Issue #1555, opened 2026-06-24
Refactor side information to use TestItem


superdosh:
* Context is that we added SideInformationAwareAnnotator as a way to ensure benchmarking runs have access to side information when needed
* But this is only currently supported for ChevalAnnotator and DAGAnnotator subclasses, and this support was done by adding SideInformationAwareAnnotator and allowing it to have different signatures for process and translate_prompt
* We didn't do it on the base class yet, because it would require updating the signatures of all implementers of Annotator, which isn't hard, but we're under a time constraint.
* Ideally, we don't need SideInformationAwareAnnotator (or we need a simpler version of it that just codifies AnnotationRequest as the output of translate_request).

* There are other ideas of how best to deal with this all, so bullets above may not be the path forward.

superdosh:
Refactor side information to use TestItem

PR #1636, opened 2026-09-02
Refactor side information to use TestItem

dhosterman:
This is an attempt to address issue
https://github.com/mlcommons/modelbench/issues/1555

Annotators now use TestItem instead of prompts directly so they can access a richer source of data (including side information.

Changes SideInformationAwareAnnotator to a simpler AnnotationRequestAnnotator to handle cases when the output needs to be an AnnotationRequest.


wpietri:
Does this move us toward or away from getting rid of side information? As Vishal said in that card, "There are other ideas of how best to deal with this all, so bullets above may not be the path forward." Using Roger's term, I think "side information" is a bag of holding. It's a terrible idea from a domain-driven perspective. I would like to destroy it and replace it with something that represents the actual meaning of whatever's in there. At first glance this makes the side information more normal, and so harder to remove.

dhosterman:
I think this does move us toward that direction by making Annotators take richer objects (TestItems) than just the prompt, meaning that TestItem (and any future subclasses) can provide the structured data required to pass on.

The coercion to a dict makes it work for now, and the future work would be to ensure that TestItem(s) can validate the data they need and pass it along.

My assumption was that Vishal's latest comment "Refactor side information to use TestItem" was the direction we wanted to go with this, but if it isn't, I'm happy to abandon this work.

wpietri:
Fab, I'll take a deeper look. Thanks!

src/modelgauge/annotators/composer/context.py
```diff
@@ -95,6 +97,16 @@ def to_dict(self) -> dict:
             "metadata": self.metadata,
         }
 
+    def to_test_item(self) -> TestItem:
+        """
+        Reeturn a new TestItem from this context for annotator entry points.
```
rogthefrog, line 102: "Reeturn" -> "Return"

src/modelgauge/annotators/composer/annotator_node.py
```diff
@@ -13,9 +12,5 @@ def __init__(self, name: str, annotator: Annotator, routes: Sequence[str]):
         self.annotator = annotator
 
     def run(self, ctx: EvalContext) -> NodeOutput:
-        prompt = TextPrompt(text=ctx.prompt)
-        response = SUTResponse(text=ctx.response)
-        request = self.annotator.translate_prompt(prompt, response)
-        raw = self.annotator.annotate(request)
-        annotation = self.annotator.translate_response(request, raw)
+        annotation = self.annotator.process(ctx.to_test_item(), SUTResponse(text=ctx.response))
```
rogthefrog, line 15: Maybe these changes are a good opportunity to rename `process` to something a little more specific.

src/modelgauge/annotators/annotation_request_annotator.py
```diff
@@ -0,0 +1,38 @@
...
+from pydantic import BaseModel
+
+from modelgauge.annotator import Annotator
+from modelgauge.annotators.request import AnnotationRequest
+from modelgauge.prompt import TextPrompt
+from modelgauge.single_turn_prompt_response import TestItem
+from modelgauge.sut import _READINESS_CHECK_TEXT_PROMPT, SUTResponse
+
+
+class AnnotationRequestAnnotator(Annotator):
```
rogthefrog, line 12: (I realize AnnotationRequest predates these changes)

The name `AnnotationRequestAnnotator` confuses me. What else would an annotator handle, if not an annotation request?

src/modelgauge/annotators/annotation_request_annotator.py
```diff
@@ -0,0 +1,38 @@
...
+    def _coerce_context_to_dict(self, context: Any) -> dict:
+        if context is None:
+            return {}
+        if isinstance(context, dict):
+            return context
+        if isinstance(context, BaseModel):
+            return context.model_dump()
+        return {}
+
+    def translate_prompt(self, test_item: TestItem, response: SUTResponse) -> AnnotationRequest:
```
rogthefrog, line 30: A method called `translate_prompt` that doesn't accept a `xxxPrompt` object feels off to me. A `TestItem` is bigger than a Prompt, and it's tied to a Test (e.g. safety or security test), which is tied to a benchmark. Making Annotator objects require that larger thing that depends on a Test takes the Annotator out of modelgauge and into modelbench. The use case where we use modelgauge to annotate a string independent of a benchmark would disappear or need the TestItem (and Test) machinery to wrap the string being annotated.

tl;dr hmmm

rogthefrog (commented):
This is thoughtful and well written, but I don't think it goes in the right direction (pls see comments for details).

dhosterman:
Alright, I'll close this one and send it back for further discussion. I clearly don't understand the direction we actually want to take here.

---

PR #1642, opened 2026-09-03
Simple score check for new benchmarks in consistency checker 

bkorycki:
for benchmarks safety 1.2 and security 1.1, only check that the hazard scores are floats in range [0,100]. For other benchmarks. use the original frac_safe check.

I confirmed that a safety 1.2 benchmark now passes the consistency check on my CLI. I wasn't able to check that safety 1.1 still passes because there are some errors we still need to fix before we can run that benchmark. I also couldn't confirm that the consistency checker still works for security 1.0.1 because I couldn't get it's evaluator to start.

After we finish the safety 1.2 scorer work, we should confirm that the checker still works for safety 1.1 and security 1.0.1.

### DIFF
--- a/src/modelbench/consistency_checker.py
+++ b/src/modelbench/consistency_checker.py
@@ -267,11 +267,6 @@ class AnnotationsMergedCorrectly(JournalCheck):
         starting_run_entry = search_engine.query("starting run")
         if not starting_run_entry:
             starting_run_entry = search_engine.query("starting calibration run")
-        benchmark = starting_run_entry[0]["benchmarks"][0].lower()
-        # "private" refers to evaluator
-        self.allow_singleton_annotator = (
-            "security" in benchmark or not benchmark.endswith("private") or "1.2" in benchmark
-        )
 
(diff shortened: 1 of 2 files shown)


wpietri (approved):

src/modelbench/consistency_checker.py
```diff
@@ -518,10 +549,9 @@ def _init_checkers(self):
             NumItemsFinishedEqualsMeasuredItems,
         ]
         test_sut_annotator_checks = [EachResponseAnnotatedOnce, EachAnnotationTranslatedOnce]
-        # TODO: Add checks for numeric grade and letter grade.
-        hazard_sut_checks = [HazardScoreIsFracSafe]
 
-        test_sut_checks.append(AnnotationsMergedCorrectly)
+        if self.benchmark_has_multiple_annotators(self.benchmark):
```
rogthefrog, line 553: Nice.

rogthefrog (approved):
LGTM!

...

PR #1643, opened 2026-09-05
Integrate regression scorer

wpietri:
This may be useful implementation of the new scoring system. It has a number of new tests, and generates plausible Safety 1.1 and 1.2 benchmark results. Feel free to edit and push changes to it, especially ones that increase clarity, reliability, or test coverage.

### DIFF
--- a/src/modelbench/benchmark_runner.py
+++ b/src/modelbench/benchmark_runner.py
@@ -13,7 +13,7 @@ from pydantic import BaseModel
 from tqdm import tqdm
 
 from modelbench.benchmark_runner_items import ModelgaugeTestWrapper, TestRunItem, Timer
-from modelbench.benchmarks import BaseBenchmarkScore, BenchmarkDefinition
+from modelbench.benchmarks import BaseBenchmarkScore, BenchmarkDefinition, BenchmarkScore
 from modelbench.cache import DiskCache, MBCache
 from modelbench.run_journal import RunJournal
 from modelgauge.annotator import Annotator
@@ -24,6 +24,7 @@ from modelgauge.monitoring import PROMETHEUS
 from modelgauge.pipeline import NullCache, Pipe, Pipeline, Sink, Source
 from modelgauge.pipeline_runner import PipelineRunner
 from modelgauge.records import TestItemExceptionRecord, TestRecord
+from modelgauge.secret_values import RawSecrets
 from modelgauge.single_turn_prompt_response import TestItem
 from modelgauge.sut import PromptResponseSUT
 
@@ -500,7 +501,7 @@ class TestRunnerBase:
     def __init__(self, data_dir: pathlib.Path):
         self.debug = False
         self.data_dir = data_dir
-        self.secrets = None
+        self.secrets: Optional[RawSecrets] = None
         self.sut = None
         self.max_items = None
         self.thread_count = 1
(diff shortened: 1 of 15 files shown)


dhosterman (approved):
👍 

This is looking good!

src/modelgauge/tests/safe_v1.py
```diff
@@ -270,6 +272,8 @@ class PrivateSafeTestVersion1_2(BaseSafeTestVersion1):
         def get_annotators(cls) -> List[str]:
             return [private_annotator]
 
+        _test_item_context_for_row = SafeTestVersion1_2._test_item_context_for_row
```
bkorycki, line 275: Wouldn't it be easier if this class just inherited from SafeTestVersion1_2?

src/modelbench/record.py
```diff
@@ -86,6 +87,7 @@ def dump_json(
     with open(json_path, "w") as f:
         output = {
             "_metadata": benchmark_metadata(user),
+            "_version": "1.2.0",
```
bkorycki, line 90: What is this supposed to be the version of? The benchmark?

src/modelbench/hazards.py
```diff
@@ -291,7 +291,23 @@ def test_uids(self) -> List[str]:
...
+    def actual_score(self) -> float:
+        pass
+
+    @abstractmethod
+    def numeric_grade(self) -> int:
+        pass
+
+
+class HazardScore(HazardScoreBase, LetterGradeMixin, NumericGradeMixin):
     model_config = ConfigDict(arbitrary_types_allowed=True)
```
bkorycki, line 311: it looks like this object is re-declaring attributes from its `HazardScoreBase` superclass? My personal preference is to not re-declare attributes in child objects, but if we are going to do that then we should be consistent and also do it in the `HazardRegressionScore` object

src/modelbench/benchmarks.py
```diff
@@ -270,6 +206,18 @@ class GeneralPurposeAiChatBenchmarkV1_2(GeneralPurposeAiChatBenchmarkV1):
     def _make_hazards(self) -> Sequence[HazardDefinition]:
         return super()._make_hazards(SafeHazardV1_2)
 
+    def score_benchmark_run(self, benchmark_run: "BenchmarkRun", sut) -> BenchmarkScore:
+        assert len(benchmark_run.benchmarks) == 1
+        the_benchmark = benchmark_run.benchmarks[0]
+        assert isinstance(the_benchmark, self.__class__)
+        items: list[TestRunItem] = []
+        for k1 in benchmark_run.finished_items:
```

| Activity |
Repeat, character for character, the lines of the material above from the line with "Issue #1555, opened 2026-06-24" through the line with "a time constraint.".

| Response to the exercise |
Issue #1555, opened 2026-06-24
Refactor side information to use TestItem


superdosh:
* Context is that we added SideInformationAwareAnnotator as a way to ensure benchmarking runs have access to side information when needed
* But this is only currently supported for ChevalAnnotator and DAGAnnotator subclasses, and this support was done by adding SideInformationAwareAnnotator and allowing it to have different signatures for process and translate_prompt
* We didn't do it on the base class yet, because it would require updating the signatures of all implementers of Annotator, which isn't hard, but we're under a time constraint.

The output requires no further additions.